Re: real real-time beam

Posted by Steve Niemitz <sn...@apache.org>.
If you have a pipeline that looks like Input -> GroupByKey -> ParDo, while
it is not guaranteed, in practice the sink will observe the trigger firings
in order (per key), since it'll be fused to the output of the GBK operation
(in all runners I know of).

There have been a couple threads about trigger ordering as well on the list
recently that might have more information:
https://lists.apache.org/thread.html/b61a908289a692dbd80dd6a869759eacd45b308cb3873bfb77c4def6@%3Cdev.beam.apache.org%3E
https://lists.apache.org/thread.html/20d11046d26174969ef44a781e409a1cb9f7c736e605fa40fdf98397@%3Cuser.beam.apache.org%3E


On Mon, Nov 25, 2019 at 5:52 PM Aaron Dixon <at...@gmail.com> wrote:

> @Jan @Pablo Thank you
>
> @Pablo In this case it's a single global windowed Combine/perKey,
> triggered per element. Keys are few (client accounts) so they can live
> forever.
>
> It looks like just by virtue of using a stateful ParDo I could get this
> final execution to be "serialized" per key. (Then I could simply do the
> compare-and-swap using Beam's state mechanism to keep track of the "latest
> trigger timestamp" instead of having to orchestrate compare-and-swap in the
> target store :thinking:.)
>
>
>
> On Mon, Nov 25, 2019 at 4:14 PM Jan Lukavský <je...@seznam.cz> wrote:
>
>> One addition, to make the list of options exhaustive, there is probably
>> one more option
>>
>>   c) create a ParDo keyed by primary key of your sink, cache the last
>> write in there and compare it locally, without the need to query the
>> database
>>
>> It would still need some timer to clear values after watermark + allowed
>> lateness, because otherwise you would have to cache your whole database
>> on workers. But because you don't need actual ordering, you just need
>> the most recent value (if I got it right) this might be an option.
>>
>> Jan
>>
>> On 11/25/19 10:53 PM, Jan Lukavský wrote:
>> > Hi Aaron,
>> >
>> > maybe someone else will give another option, but if I understand
>> > correctly what you want to solve, then you essentially have to do
>> either:
>> >
>> >  a) use the compare & swap mechanism in the sink you described
>> >
>> >  b) use a buffer to buffer elements inside the outputting ParDo and
>> > only output them when watermark passes (using a timer).
>> >
>> > There is actually an ongoing discussion about how to make option b)
>> > user-friendly and part of Beam itself, but currently there is no
>> > out-of-the-box solution for that.
>> >
>> > Jan
>> >
>> > On 11/25/19 10:27 PM, Aaron Dixon wrote:
>> >> Suppose I trigger a Combine per-element (in a high-volume stream) and
>> >> use a ParDo as a sink.
>> >>
>> >> I assume there is no guarantee about the order that my ParDo will see
>> >> these triggers, especially as it processes in parallel, anyway.
>> >>
>> >> That said, my sink writes to a db or cache and I would not like the
>> >> cache to ever regress its value to something "before" what it has
>> >> already written.
>> >>
>> >> Is the best way to solve this problem to always write the event-time
>> >> in the cache and do a compare-and-swap only updating the sink if the
>> >> triggered value in-hand is later than the target value?
>> >>
>> >> Or is there a better way to guarantee that my ParDo sink will process
>> >> elements in-order? (Eg, if I can give up per-event/real-time, then a
>> >> delay-based trigger would probably be sufficient I imagine.)
>> >>
>> >> Thanks for advice!
>>
>

Re: real real-time beam

Posted by Aaron Dixon <at...@gmail.com>.
@Jan @Pablo Thank you

@Pablo In this case it's a single global windowed Combine/perKey, triggered
per element. Keys are few (client accounts) so they can live forever.

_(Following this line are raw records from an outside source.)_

PR #4656, opened 2025-03-14
Include securitytags wherever pii is used

bibliotechy:
Multiple review templates use the `se_can_see_pii` template tag, but did not load the securitytags in the template, resulting in errors. This PR fixes those issues.

### DIFF
--- a/src/templates/admin/review/decision.html
+++ b/src/templates/admin/review/decision.html
@@ -1,5 +1,6 @@
 {% extends "admin/core/base.html" %}
 {% load i18n %}
+{% load securitytags %}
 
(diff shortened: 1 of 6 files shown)


ajrbyers:
Security tags needs to be added as a default tag in settings.py rather than loaded like this.

bibliotechy:
@ajrbyers Will do!

ajrbyers:
> @ajrbyers Will do!

See: https://github.com/openlibhums/janeway/blob/35874511402fb248438921f592afbfb3b224e28a/src/core/janeway_global_settings.py#L173

if you override this in your settings file make sure this is added 👍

It looks like just by virtue of using a stateful ParDo I could get this
final execution to be "serialized" per key. (Then I could simply do the
compare-and-swap using Beam's state mechanism to keep track of the "latest
trigger timestamp" instead of having to orchestrate compare-and-swap in the
target store :thinking:.)



On Mon, Nov 25, 2019 at 4:14 PM Jan Lukavský <je...@seznam.cz> wrote:

> One addition, to make the list of options exhaustive, there is probably
> one more option
>
>   c) create a ParDo keyed by primary key of your sink, cache the last
> write in there and compare it locally, without the need to query the
> database
>
> It would still need some timer to clear values after watermark + allowed
> lateness, because otherwise you would have to cache your whole database
> on workers. But because you don't need actual ordering, you just need
> the most recent value (if I got it right) this might be an option.
>
> Jan
>
> On 11/25/19 10:53 PM, Jan Lukavský wrote:
> > Hi Aaron,
> >
> > maybe someone else will give another option, but if I understand
> > correctly what you want to solve, then you essentially have to do either:
> >
> >  a) use the compare & swap mechanism in the sink you described
> >
> >  b) use a buffer to buffer elements inside the outputting ParDo and
> > only output them when watermark passes (using a timer).
> >
> > There is actually an ongoing discussion about how to make option b)
> > user-friendly and part of Beam itself, but currently there is no
> > out-of-the-box solution for that.
> >
> > Jan
> >
> > On 11/25/19 10:27 PM, Aaron Dixon wrote:
> >> Suppose I trigger a Combine per-element (in a high-volume stream) and
> >> use a ParDo as a sink.
> >>
> >> I assume there is no guarantee about the order that my ParDo will see
> >> these triggers, especially as it processes in parallel, anyway.
> >>
> >> That said, my sink writes to a db or cache and I would not like the
> >> cache to ever regress its value to something "before" what it has
> >> already written.
> >>
> >> Is the best way to solve this problem to always write the event-time
> >> in the cache and do a compare-and-swap only updating the sink if the
> >> triggered value in-hand is later than the target value?
> >>
> >> Or is there a better way to guarantee that my ParDo sink will process
> >> elements in-order? (Eg, if I can give up per-event/real-time, then a
> >> delay-based trigger would probably be sufficient I imagine.)
> >>
> >> Thanks for advice!
>

Re: real real-time beam

Posted by Jan Lukavský <je...@seznam.cz>.
One addition, to make the list of options exhaustive, there is probably 
one more option

  c) create a ParDo keyed by primary key of your sink, cache the last 
write in there and compare it locally, without the need to query the 
database

It would still need some timer to clear values after watermark + allowed 
lateness, because otherwise you would have to cache your whole database 
on workers. But because you don't need actual ordering, you just need 
the most recent value (if I got it right) this might be an option.

Jan

On 11/25/19 10:53 PM, Jan Lukavský wrote:
> Hi Aaron,
>
> maybe someone else will give another option, but if I understand 
> correctly what you want to solve, then you essentially have to do either:
>
>  a) use the compare & swap mechanism in the sink you described
>
>  b) use a buffer to buffer elements inside the outputting ParDo and 
> only output them when watermark passes (using a timer).
>
> There is actually an ongoing discussion about how to make option b)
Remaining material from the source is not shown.